PR #7232, opened 2020-03-25
none:  Skip checkHelmTiller if socat is not installed

tstromberg:
Fixes #7197

PR #7236, opened 2020-03-25
install socat

medyagh:
for none tests we need kubectl portforward to test, as a follow up PR for https://github.com/kubernetes/minikube/pull/7232
to install socat on none machines, so we get higher test coverage.


priyawadhwa:
LGTM, only suggestion is this could use a more descriptive PR title

PR #7242, opened 2020-03-25
Add digest to image in daemon after pulling it

### LINKED ISSUE #7226: download only waits 18 seconds even if everything downloaded
to reproduce.

```
./out/minikube delete --all --purge
./out/minikube start --download-only --driver=docker 
```

(now it it should have nothing to download anymore lets run it again)

```
./out/minikube start --download-only --driver=docker anymore but it takes 18 seconds of waiting without any logs)  
./out/minikube start --download-only --driver=docker --alsologtostderr
```

```
medmac@~/workspace/minikube (master) $ time ./out/minikube start --download-only --driver=docker --alsologtostderr
W0325 00:39:58.079830   41672 root.go:248] Error reading config file at /Users/medmac/.minikube/config/config.json: open /Users/medmac/.minikube/config/config.json: no such file or directory
I0325 00:39:58.080424   41672 notify.go:125] Checking for updates...
I0325 00:39:58.377046   41672 start.go:258] hostinfo: {"hostname":"Medyas-iMac-10.local","uptime":115739,"bootTime":1585006259,"procs":359,"os":"darwin","platform":"darwin","platformFamily":"","platformVersion":"10.13.6","kernelVersion":"17.7.0","virtualizationSystem":"","virtualizationRole":"","hostid":"d8347098-9b31-3c8e-a1c9-ca857f05bb97"}
W0325 00:39:58.377216   41672 start.go:266] gopshost.Virtualization returned error: not implemented yet
😄  minikube v1.9.0-beta.2 on Darwin 10.13.6
W0325 00:39:58.400460   41672 start.go:546] selectDriver api.Load: filestore "minikube": Docker machine "minikube" does not exist. Use "docker-machine ls" to list machines. Use "docker-machine create" to add a new one.
I0325 00:39:58.400515   41672 driver.go:226] Setting default libvirt URI to qemu:///system
W0325 00:39:58.400591   41672 start.go:546] selectDriver api.Load: filestore "minikube": Docker machine "minikube" does not exist. Use "docker-machine ls" to list machines. Use "docker-machine create" to add a new one.
I0325 00:39:58.536883   41672 start.go:306] selected driver: docker
I0325 00:39:58.536904   41672 start.go:595] validating driver "docker" against &{Name:minikube KeepContext:false EmbedCerts:false MinikubeISO: Memory:4000 CPUs:2 DiskSize:20000 Driver:docker HyperkitVpnKitSock: HyperkitVSockPorts:[] DockerEnv:[] InsecureRegistry:[] RegistryMirror:[] HostOnlyCIDR:192.168.99.1/24 HypervVirtualSwitch: HypervUseExternalSwitch:false HypervExternalAdapter: KVMNetwork:default KVMQemuURI:qemu:///system KVMGPU:false KVMHidden:false DockerOpt:[] DisableDriverMounts:false NFSShare:[] NFSSharesRoot:/nfsshares UUID: NoVTXCheck:false DNSProxy:false HostDNSResolver:true HostOnlyNicType:virtio NatNicType:virtio KubernetesConfig:{KubernetesVersion:v1.18.0-rc.1 ClusterName:minikube APIServerName:minikubeCA APIServerNames:[] APIServerIPs:[] DNSDomain:cluster.local ContainerRuntime:docker CRISocket: NetworkPlugin: FeatureGates: ServiceCIDR:10.96.0.0/12 ImageRepository: ExtraOptions:[{Component:kubeadm Key:pod-network-cidr Value:10.244.0.0/16}] ShouldLoadCachedImages:true EnableDefaultCNI:false NodeIP: NodePort:0 NodeName:} Nodes:[{Name:m01 IP: Port:8443 KubernetesVersion:v1.18.0-rc.1 ControlPlane:true Worker:true}] Addons:map[]}
I0325 00:39:58.537042   41672 start.go:601] status for docker: {Installed:true Healthy:true Error:<nil> Fix: Doc:}
I0325 00:39:58.537071   41672 start.go:1040] auto setting extra-config to "kubeadm.pod-network-cidr=10.244.0.0/16".
I0325 00:39:58.647174   41672 start.go:945] Using suggested 4000MB memory alloc based on sys=16384MB, container=7964MB
🚜  Pulling base image ...
I0325 00:39:58.665784   41672 cache.go:104] Beginning downloading kic artifacts
I0325 00:39:58.665887   41672 preload.go:94] Found local preload: /Users/medmac/.minikube/cache/preloaded-tarball/preloaded-images-k8s-v2-v1.18.0-rc.1-docker-overlay2-amd64.tar.lz4
I0325 00:39:58.665902   41672 cache.go:46] Caching tarball of preloaded images
I0325 00:39:58.665917   41672 cache.go:106] Downloading gcr.io/k8s-minikube/kicbase:v0.0.8@sha256:2f3380ebf1bb0c75b0b47160fd4e61b7b8fef0f1f32f9def108d3eada50a7a81 to local daemon
I0325 00:39:58.665946   41672 image.go:84] Writing gcr.io/k8s-minikube/kicbase:v0.0.8@sha256:2f3380ebf1bb0c75b0b47160fd4e61b7b8fef0f1f32f9def108d3eada50a7a81 to local daemon
I0325 00:39:58.665924   41672 preload.go:123] Found /Users/medmac/.minikube/cache/preloaded-tarball/preloaded-images-k8s-v2-v1.18.0-rc.1-docker-overlay2-amd64.tar.lz4 in cache, skipping download
I0325 00:39:58.665964   41672 cache.go:49] Finished downloading the preloaded tar for v1.18.0-rc.1 on docker
I0325 00:39:58.666102   41672 profile.go:138] Saving config to /Users/medmac/.minikube/profiles/minikube/config.json ...
I0325 00:39:58.671298   41672 binary.go:57] Not caching binary, using https://storage.googleapis.com/kubernetes-release/release/v1.18.0-rc.1/bin/linux/amd64/kubectl?checksum=file:https://storage.googleapis.com/kubernetes-release/release/v1.18.0-rc.1/bin/linux/amd64/kubectl.sha256
I0325 00:39:58.671367   41672 binary.go:57] Not caching binary, using https://storage.googleapis.com/kubernetes-release/release/v1.18.0-rc.1/bin/linux/amd64/kubelet?checksum=file:https://storage.googleapis.com/kubernetes-release/release/v1.18.0-rc.1/bin/linux/amd64/kubelet.sha256
I0325 00:39:58.671379   41672 binary.go:57] Not caching binary, using https://storage.googleapis.com/kubernetes-release/release/v1.18.0-rc.1/bin/linux/amd64/kubeadm?checksum=file:https://storage.googleapis.com/kubernetes-release/release/v1.18.0-rc.1/bin/linux/amd64/kubeadm.sha256
I0325 00:39:58.671425   41672 binary.go:57] Not caching binary, using https://storage.googleapis.com/kubernetes-release/release/v1.18.0-rc.1/bin/darwin/amd64/kubectl?checksum=file:https://storage.googleapis.com/kubernetes-release/release/v1.18.0-rc.1/bin/darwin/amd64/kubectl.sha256
I0325 00:40:16.408337   41672 cache.go:117] Successfully downloaded all kic artifacts

------ when it comes to THIS PART to goes silent for 15 seconds without any logs------


✅  Download complete!

real	0m18.408s
user	0m5.363s
sys	0m3.155s
```

afbjorklund:
The image was added with digest "none", which caused it to be
written to daemon again next time since reference didn't match.

Currently this is missing from the go-containerregistry API,
so use "docker pull" as a workaround (it should be rather fast)

Fixes #7226

### DIFF
--- a/pkg/minikube/image/image.go
+++ b/pkg/minikube/image/image.go
@@ -113,6 +113,8 @@ func WriteImageToDaemon(img string) error {
 
 	//TODO: Make pkg/v1/daemon accept Ref too
 	//      Only added it to pkg/v1/tarball
+	//
+	// https://github.com/google/go-containerregistry/pull/702
 
 	glog.V(3).Infof("Pulling image %v", ref)
 
--- a/pkg/minikube/image/image.go
+++ b/pkg/minikube/image/image.go
@@ -96,6 +96,7 @@ func WriteImageToDaemon(img string) error {
 	if err != nil {
 		return errors.Wrap(err, "parsing reference")
 	}
+	glog.V(3).Infof("Getting image %v", ref)
 	i, err := remote.Image(ref)
 	if err != nil {
 		return errors.Wrap(err, "getting remote image")
@@ -104,8 +105,24 @@ func WriteImageToDaemon(img string) error {
 	if err != nil {
 		return errors.Wrap(err, "getting tag")
 	}
+	glog.V(3).Infof("Writing image %v", tag)
 	_, err = daemon.Write(tag, i)
-	return err
+	if err != nil {
+		return errors.Wrap(err, "writing image")
+	}
+
+	//TODO: Make pkg/v1/daemon accept Ref too
+	//      Only added it to pkg/v1/tarball
+
+	glog.V(3).Infof("Pulling image %v", ref)
+
+	// Pull digest
+	cmd = exec.Command("docker", "pull", "--quiet", img)
+	if _, err := cmd.Output(); err != nil {
+		return errors.Wrap(err, "pulling remote image")
+	}
+
+	return nil
 }
 
 func retrieveImage(ref name.Reference) (v1.Image, error) {


pkg/minikube/image/image.go
```diff
@@ -104,8 +105,24 @@ func WriteImageToDaemon(img string) error {
...
 		return errors.Wrap(err, "getting tag")
 	}
+	glog.V(3).Infof("Writing image %v", tag)
 	_, err = daemon.Write(tag, i)
-	return err
+	if err != nil {
+		return errors.Wrap(err, "writing image")
+	}
+
+	//TODO: Make pkg/v1/daemon accept Ref too
```
medyagh: please make an Issue for any TODO and link to the TODO comment

pkg/minikube/image/image.go
```diff
@@ -104,8 +105,24 @@ func WriteImageToDaemon(img string) error {
...
+	//      Only added it to pkg/v1/tarball
+
+	glog.V(3).Infof("Pulling image %v", ref)
+
+	// Pull digest
+	cmd = exec.Command("docker", "pull", "--quiet", img)
```
medyagh: use podman, if the user's driver is podman

medyagh: same as code in line 87, cmd := exec.Command("docker", "images", "--format", "{{.Repository}}:{{.Tag}}@{{.Digest}}")

they both should use podman I believe, if user has podman as the driver.right?

pkg/minikube/image/image.go
afbjorklund: Haven't even filed a bug report about it yet

medyagh:
i suggest also create an issue in  go-containerregistry and link to this PR, so they could fix it and we dont have to use docker and podman binaries directly (minikube does not require docker to be installed for non-docker drivers)

pkg/minikube/image/image.go
afbjorklund: I didn't change that part, it was hardcoded to "docker" already before

afbjorklund:
> i suggest also create an issue in go-containerregistry and link to this PR, so they could fix it and we dont have to use docker and podman binaries directly (minikube does not require docker to be installed for non-docker drivers)

Sounds like a good idea, this is similar to the previous issue https://github.com/google/go-containerregistry/commit/019cdfc6adf96a4905a1b93a7aeaea1e50c0b6cf

pkg/minikube/image/image.go
medyagh: yeah it was wrong before this PR.

afbjorklund:
@medyagh : There is a problem with the `go-containerregistry` Reference:

```go
// Reference defines the interface that consumers use when they can
// take either a tag or a digest.
```

```go
// Tag stores a docker tag name in a structured form.
type Tag struct {
	Repository
	tag      string
	original string
}
```

```go
// Digest stores a digest name in a structured form.
type Digest struct {
	Repository
	digest   string
	original string
}

```

Notice the "either/or" part. So when the digest is added, the tag is dropped...

For our use case, this actually makes it **worse**. Now the tag is `none` instead!

----

So it needs to have a feature added, to allow NewTagDigest with both. At once.

```
gcr.io/k8s-minikube/kicbase:v0.0.8@sha256:2f3380ebf1bb0c75b0b47160fd4e61b7b8fef0f1f32f9def108d3eada50a7a81
```

```go
type TagDigest struct {
	Repository
	tag      string
	digest   string
	original string
}
```

Including a ton of code that looks like "if tag else digest", all over the place. <sigh>

afbjorklund:
Actually Digest already handled this case, it just didn't save the Tag...

Added PR https://github.com/google/go-containerregistry/issues/703 which fixes the issue.

medyagh:
@afbjorklund  this is an important PR that will save seconds off minikube start,.

if we can't get it merged on time on 
https://github.com/google/go-containerregistry/pull/703 

how about we use your fork and put some miles on it, till that PR gets merged?

tstromberg:
I don't think we need to merge this. We know the folks who work on go-containerregistry.

afbjorklund:
You can use the `docker pull` workaround, or avoid using the digest for the `kicbase` image.

pkg/minikube/image/image.go
afbjorklund: Reported as https://github.com/google/go-containerregistry/pull/702

pkg/minikube/image/image.go
afbjorklund: This will need to implement WriteImageToDaemon, so that it works with podman.

afbjorklund:
The discussion about adding "pkg/v1/kind" in addition to "pkg/v1/daemon" moved here:

~https://github.com/google/go-containerregistry/issues/706~
https://github.com/google/ko/issues/149

> I think we want something like:
> https://github.com/google/go-containerregistry/tree/master/pkg/v1/daemon
> 
> ... but to write it directly to KinD.

I suppose we could have asked for a pkg/v1/minikube, but it looked the _wrong_ decision ?

----

Also, it seems like the OCI binary is missing a `sudo` ?

`docker=sudo podman`

afbjorklund:
@tstromberg : Apparently the go-containerregistry folks only know about Docker, and not about CRI
`"We don't have much bandwidth to review changes and support code related to new technologies we're not familiar with"`

So it looks like they will just hardcode something for KIND (and containerd), rather than add something more generic like minikube's cruntime (and the `LoadImage` function). So I guess we won't have any podman/crio support, in go-containerregistry.

afbjorklund:
This PR _should_ solve the original issue (for Docker).

We can leave the "wouldn't it be nice if" until later ?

Problem: Whenever the string "seconds" shows up in a line of the records, copy that line.

Solution to the exercise:
### LINKED ISSUE #7226: download only waits 18 seconds even if everything downloaded
./out/minikube start --download-only --driver=docker anymore but it takes 18 seconds of waiting without any logs)  
------ when it comes to THIS PART to goes silent for 15 seconds without any logs------
@afbjorklund  this is an important PR that will save seconds off minikube start,.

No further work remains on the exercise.